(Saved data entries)
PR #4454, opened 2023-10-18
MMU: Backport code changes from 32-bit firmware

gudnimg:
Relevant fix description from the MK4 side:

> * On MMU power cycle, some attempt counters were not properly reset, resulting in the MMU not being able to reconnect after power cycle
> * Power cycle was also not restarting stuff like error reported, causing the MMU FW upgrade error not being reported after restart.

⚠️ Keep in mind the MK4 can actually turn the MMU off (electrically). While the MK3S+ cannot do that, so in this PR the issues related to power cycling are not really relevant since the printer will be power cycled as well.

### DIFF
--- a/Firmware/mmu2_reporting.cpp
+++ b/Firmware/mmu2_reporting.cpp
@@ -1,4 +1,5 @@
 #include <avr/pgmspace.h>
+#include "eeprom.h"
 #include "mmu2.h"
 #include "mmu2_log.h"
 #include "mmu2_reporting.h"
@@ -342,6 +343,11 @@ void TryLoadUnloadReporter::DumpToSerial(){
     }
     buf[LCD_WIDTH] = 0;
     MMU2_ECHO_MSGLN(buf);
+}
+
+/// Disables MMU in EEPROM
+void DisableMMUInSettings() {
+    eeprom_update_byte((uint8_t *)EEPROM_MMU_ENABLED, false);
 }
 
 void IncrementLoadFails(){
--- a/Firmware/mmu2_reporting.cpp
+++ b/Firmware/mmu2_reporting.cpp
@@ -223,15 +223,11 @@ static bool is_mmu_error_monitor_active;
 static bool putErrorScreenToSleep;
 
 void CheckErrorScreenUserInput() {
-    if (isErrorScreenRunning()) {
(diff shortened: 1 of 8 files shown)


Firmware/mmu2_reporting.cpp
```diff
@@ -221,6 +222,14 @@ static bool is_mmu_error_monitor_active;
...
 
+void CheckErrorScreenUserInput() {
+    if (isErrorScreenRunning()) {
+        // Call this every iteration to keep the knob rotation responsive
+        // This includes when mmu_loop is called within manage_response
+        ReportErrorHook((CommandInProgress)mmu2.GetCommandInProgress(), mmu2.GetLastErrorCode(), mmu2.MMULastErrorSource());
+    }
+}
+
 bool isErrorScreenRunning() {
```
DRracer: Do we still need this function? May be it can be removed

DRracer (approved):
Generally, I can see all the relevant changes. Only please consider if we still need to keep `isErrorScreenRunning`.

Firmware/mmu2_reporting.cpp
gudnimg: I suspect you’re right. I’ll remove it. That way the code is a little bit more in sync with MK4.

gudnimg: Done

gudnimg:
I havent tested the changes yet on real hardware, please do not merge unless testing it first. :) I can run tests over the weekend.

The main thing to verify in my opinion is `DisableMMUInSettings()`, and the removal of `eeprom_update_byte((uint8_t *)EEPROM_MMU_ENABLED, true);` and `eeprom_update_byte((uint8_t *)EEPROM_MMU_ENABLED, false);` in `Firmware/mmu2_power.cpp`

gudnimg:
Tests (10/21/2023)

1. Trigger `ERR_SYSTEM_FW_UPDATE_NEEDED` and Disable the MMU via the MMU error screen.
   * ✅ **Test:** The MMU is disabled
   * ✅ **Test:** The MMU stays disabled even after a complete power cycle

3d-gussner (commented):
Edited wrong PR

--

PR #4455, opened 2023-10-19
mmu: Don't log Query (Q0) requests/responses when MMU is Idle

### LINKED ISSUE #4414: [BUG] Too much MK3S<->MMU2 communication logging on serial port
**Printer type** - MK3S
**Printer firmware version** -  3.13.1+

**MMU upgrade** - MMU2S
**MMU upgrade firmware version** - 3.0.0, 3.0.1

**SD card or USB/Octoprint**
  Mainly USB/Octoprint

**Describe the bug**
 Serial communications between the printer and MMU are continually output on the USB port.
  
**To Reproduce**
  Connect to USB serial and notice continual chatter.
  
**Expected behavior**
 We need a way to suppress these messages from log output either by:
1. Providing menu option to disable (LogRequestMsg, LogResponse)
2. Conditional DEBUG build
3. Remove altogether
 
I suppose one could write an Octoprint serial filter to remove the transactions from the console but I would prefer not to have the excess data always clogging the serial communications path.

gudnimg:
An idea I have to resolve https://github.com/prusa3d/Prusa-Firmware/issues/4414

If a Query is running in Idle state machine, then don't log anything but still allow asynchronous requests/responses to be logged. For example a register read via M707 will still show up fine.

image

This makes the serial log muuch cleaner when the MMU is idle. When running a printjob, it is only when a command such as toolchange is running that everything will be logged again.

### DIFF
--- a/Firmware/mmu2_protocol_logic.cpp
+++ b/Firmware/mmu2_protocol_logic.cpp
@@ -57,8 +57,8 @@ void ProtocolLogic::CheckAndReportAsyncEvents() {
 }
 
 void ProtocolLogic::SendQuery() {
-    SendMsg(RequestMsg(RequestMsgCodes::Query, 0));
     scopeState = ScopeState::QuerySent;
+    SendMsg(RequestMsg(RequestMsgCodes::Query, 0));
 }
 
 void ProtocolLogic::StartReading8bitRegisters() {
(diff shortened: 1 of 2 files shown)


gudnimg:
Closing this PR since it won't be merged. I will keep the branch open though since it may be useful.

---

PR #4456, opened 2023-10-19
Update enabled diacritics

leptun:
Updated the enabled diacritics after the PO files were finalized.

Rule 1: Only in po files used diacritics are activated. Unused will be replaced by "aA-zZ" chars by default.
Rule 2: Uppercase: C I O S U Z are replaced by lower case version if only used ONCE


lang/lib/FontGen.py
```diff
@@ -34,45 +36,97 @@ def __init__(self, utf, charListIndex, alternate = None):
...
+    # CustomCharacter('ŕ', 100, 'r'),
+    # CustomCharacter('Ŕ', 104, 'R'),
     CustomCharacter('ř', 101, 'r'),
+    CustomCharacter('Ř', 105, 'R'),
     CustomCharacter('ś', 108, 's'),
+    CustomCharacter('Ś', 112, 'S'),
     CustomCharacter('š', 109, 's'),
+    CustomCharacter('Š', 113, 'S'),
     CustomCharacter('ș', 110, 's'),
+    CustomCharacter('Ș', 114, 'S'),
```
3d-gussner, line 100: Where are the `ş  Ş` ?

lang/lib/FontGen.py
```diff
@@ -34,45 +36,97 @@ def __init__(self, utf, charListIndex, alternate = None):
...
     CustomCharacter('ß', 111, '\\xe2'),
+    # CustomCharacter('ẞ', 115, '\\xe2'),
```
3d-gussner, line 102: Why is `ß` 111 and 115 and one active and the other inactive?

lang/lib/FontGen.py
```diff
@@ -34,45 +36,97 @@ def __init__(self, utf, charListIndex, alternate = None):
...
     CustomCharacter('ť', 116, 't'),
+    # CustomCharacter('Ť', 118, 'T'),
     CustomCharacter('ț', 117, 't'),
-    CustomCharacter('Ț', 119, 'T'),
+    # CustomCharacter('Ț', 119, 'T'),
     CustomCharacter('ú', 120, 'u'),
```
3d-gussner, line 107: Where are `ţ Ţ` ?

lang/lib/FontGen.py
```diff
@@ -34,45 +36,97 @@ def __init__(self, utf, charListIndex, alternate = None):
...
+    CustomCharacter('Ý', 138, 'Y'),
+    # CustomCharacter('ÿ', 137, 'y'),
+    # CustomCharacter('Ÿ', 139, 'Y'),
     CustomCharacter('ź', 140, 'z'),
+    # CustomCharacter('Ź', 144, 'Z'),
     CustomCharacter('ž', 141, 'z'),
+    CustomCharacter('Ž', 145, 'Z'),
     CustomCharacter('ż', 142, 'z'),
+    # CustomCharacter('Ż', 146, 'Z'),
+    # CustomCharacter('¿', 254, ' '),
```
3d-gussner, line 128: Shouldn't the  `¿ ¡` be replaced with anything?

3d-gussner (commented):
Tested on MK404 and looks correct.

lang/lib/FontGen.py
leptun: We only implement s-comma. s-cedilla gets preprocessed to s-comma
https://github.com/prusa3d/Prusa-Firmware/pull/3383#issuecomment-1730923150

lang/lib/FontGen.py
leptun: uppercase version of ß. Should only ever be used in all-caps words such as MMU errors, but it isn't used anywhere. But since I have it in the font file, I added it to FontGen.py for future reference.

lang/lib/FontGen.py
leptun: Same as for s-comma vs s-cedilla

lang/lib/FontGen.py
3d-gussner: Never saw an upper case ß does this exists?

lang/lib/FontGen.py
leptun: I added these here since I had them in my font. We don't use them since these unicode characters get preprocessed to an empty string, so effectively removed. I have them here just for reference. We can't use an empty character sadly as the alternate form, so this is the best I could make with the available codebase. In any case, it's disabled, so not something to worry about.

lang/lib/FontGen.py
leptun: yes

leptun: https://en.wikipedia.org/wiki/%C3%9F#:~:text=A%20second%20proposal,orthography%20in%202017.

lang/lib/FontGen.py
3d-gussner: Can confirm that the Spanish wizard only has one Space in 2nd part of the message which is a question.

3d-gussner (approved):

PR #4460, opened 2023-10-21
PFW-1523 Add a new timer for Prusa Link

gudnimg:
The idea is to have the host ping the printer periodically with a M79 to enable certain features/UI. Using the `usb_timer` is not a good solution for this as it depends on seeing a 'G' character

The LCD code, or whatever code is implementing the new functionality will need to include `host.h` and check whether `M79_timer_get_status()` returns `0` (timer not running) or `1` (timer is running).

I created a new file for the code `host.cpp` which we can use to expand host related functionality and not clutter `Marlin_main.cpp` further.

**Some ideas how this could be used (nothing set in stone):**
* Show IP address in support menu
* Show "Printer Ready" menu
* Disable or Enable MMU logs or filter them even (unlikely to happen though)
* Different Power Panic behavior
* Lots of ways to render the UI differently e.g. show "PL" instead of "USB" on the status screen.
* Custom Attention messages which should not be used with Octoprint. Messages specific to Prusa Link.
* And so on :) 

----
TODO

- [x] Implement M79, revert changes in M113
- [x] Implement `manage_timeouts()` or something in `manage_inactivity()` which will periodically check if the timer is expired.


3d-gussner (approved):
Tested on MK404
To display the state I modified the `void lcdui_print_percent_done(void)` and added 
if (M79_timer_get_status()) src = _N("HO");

**Problem to solve**
A verbatim transcription is needed of the lines above, starting at the line with "PR #4454, opened 2023-10-18" and ending at the line with "after power cycle", both included, and of nothing else.

**Task output**
PR #4454, opened 2023-10-18
MMU: Backport code changes from 32-bit firmware

gudnimg:
Relevant fix description from the MK4 side:

> * On MMU power cycle, some attempt counters were not properly reset, resulting in the MMU not being able to reconnect after power cycle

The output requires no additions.